Action item: Look for the word "fails". Copy every line of the listing where it occurs.

Supplied data:
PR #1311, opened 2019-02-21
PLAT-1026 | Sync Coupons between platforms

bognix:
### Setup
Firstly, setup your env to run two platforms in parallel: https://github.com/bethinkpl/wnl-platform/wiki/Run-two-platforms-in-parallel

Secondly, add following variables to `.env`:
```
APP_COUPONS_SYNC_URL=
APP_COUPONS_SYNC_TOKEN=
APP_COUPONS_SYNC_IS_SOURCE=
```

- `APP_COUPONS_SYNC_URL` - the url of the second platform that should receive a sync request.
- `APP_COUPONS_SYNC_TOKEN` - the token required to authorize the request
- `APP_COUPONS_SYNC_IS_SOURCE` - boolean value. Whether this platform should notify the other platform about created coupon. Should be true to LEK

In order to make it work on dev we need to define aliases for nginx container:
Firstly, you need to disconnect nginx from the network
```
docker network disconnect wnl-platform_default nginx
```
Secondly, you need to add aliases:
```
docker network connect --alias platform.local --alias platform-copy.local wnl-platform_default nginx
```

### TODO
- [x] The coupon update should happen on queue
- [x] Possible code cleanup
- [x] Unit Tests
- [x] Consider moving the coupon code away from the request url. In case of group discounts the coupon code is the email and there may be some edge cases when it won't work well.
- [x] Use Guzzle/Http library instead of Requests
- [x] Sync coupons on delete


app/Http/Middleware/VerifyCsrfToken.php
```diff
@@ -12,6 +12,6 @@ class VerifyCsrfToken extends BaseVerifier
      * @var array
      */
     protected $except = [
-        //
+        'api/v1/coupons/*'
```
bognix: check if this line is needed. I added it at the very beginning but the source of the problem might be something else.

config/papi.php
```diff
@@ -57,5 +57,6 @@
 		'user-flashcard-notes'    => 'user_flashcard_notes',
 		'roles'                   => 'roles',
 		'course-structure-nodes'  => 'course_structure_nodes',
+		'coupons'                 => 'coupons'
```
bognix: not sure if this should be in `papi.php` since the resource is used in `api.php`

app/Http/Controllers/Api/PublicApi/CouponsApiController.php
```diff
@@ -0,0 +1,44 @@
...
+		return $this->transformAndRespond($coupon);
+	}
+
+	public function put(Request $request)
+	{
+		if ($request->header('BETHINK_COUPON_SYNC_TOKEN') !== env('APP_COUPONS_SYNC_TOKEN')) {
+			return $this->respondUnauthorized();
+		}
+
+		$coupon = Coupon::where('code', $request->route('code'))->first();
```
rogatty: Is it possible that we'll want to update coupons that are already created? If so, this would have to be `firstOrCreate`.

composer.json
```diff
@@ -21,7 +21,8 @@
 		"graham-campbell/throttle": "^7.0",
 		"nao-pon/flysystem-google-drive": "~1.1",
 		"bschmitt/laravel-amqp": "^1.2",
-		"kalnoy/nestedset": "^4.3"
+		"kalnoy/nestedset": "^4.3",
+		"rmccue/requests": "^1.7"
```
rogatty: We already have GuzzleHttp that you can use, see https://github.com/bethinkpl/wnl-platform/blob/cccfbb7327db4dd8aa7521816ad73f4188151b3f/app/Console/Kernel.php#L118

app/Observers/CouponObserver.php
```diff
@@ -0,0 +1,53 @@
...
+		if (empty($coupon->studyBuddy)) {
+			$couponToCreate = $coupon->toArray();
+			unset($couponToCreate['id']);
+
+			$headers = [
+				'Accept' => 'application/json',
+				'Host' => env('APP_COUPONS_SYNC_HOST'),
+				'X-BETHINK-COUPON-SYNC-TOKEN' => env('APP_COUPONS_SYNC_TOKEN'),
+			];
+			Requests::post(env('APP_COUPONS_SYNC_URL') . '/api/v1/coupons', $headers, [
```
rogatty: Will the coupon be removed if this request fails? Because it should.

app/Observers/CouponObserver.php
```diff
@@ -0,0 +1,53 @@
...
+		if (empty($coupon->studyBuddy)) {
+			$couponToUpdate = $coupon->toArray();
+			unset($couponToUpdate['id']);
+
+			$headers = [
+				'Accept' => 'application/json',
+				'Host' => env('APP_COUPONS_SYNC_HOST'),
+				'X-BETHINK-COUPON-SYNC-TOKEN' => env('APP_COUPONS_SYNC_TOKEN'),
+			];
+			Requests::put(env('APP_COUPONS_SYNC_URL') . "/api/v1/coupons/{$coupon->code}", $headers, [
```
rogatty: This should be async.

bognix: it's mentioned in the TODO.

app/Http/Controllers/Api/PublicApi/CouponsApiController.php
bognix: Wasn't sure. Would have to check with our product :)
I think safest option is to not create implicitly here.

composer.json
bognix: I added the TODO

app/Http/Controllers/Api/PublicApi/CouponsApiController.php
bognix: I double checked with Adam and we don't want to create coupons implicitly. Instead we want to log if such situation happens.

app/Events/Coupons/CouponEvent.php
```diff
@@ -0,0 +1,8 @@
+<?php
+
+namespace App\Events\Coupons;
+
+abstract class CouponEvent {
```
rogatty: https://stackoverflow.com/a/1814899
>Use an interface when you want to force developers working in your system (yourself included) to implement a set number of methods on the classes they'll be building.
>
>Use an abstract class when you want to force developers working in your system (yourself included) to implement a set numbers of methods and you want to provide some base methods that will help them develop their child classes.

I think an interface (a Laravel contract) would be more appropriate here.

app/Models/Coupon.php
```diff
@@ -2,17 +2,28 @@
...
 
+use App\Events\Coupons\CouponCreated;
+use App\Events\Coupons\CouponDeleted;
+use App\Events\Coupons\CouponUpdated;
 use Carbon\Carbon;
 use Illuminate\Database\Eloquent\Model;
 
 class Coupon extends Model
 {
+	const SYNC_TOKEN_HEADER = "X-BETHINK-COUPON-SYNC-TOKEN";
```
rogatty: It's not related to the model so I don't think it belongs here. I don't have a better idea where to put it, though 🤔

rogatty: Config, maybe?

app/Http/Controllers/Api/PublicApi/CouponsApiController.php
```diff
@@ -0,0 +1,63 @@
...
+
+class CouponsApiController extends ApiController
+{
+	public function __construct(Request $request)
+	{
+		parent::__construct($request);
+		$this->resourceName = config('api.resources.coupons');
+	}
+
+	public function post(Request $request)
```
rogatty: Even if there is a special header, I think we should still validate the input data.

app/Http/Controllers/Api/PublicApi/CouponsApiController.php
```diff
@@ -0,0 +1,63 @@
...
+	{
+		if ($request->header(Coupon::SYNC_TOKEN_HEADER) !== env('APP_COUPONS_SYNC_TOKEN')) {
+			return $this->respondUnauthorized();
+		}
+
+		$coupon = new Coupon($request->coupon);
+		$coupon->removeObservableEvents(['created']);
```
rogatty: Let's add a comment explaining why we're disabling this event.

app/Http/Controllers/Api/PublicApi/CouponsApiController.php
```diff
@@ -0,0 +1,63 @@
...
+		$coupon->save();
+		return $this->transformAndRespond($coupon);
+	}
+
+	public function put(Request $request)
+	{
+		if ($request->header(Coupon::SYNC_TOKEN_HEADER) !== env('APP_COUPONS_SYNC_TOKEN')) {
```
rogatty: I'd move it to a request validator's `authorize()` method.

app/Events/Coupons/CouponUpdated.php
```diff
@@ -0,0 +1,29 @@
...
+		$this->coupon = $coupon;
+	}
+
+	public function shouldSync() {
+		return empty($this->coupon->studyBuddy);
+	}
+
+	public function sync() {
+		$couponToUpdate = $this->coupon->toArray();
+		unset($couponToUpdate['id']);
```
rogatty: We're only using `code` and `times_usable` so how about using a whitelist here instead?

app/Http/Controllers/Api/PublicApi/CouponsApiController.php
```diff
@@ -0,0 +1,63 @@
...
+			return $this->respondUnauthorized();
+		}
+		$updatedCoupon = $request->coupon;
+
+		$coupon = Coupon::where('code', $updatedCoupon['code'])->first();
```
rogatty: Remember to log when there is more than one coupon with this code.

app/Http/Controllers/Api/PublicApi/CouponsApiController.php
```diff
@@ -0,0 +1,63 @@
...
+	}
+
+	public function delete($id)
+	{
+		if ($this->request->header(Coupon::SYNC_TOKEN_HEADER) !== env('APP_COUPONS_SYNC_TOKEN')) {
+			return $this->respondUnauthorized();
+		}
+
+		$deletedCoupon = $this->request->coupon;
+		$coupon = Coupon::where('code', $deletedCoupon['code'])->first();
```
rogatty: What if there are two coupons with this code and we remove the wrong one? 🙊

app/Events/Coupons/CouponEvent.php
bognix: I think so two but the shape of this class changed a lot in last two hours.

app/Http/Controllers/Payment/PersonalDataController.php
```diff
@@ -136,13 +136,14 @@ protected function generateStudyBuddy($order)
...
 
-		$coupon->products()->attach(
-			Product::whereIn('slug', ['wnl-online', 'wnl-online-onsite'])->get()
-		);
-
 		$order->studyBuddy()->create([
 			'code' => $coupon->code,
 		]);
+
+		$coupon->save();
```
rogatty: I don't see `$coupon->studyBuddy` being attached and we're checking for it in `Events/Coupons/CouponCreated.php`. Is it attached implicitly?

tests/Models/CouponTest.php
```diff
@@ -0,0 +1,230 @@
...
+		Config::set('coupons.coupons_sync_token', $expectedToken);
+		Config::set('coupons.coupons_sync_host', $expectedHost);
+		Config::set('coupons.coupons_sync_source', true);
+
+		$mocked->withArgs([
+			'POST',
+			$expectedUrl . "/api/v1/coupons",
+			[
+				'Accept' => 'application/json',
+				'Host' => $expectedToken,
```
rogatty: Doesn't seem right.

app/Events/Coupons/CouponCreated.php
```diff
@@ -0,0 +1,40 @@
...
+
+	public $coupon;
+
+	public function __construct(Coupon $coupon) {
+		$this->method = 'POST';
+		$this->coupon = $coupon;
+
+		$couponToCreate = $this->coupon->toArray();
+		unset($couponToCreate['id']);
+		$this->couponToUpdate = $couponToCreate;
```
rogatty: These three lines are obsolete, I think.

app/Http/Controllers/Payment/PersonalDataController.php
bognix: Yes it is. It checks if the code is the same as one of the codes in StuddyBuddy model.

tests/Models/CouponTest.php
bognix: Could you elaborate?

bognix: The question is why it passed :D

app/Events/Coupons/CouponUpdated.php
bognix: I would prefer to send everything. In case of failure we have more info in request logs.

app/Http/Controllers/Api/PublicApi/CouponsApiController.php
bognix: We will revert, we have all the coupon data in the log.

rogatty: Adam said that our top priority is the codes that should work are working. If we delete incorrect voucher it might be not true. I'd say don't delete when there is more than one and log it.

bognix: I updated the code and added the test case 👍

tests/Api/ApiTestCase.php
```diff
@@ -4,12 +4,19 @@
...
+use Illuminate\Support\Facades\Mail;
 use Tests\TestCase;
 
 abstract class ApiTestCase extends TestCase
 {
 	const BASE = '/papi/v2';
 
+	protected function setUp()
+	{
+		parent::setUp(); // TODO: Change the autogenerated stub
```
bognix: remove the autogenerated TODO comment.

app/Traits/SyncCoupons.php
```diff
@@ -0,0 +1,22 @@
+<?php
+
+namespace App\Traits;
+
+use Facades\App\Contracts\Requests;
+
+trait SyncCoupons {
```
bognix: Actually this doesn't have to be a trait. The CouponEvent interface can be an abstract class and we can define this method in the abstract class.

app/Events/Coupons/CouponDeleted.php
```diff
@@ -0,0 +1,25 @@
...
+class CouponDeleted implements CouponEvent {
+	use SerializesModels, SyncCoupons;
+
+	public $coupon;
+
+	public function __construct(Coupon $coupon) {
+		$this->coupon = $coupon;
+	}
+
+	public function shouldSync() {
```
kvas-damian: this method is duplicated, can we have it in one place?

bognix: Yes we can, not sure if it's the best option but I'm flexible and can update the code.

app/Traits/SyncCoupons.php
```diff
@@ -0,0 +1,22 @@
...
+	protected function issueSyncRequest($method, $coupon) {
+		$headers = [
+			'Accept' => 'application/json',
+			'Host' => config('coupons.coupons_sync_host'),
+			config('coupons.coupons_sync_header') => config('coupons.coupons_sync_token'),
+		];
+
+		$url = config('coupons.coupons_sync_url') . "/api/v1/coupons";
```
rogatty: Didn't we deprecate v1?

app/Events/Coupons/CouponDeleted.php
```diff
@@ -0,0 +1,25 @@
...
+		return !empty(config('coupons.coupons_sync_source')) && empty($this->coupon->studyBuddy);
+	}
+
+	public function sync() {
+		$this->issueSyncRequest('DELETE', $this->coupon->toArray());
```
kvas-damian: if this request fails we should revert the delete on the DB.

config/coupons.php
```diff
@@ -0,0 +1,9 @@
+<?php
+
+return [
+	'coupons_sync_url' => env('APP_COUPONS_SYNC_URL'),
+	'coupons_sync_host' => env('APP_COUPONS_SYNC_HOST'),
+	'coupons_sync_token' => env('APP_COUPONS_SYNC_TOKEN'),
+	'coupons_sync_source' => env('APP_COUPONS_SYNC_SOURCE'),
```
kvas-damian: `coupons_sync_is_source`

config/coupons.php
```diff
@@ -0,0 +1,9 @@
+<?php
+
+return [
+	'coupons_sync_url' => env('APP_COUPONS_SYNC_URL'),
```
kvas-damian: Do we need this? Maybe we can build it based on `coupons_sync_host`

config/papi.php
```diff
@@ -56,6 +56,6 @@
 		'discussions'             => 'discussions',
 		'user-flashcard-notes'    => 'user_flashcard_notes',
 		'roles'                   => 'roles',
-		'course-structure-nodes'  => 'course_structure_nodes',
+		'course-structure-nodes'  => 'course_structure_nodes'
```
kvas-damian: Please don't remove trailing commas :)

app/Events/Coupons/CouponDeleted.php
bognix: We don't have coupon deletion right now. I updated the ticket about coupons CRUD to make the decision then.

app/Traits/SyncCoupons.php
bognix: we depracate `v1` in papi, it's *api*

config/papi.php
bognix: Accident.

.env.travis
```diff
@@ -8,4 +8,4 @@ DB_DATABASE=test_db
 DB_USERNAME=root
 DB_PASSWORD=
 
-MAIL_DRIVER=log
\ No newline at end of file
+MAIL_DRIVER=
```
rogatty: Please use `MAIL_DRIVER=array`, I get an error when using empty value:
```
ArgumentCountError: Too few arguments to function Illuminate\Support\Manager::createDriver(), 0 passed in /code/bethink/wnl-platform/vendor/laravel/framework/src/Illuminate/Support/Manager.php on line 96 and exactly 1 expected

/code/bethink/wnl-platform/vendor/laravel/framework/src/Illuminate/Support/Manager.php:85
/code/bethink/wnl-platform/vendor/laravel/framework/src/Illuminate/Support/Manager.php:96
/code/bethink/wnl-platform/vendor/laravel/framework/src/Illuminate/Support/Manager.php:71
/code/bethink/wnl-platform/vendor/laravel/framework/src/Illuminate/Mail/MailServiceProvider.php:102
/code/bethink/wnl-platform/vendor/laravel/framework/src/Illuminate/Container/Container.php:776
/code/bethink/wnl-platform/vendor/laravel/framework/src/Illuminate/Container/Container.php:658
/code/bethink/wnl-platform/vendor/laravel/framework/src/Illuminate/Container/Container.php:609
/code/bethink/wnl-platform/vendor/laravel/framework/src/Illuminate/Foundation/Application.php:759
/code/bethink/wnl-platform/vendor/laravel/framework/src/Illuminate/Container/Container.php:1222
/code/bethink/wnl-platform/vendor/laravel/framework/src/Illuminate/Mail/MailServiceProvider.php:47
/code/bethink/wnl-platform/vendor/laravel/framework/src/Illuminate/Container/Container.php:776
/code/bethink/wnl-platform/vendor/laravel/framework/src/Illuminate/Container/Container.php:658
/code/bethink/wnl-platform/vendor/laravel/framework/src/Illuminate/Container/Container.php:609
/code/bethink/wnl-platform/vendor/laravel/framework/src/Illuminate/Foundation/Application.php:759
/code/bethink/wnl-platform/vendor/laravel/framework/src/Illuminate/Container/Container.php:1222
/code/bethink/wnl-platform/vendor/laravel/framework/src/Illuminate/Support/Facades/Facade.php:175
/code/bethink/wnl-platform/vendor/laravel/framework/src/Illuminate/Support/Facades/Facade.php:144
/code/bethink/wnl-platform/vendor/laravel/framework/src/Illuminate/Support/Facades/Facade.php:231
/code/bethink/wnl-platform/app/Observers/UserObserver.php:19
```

Task result:
rogatty: Will the coupon be removed if this request fails? Because it should.
kvas-damian: if this request fails we should revert the delete on the DB.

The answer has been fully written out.